Linear correlation of the spiked amounts of 16:0–18:2 phosphatidylcholine with those determined with a ratiometric comparison to that of di14:1 phosphatidylcholine as an internal standard. In the experiments, a fixed amount of di14:1 phosphatidylcholine (PC) (15 nmol/mg protein) was used as an internal standard. The amounts of 16:0–18:2 PC species (one of the endogenous species present in mouse myocardial lipid extracts) were added in a factor of its endogenous mass content from 0, 1, 2, 4, 8, 16, 32, 64, to 100, where the endogenous content of 16:0–18:2 PC was pre-determined as 2.9 nmol/mg protein. Proper amounts of both PC species were added to each of the mouse myocardial homogenates prior to the lipid extraction.

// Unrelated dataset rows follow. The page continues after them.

PR #7532, opened 2025-03-06
Convert difftool to use workflow panel

### LINKED ISSUE #7457: Convert Diff tool to workflow
With the new UI design the placement of the diff tool is a bit awkward. Change it to use the workflow ui (i.e. replacing the workbench) See style editor for workflow example.

na9da:
### What this PR does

Each preparation of lipid extraction with added di14:1 PC and 16:0–18:2 PC was separately performed in triplicates. Each lipid extraction sample was analyzed with full-MS in triplicates, once with NLS183.1, and once with NLS189.1. These mass spectra were separately used to quantify the mass content of 16:0–18:2 PC with a ratiometric comparison to that of di14:1 PC. The determined mass content of 16:0–18:2 PC represents the mean ± SD from the triplicated sample preparation. Most of the error bars are within the symbols.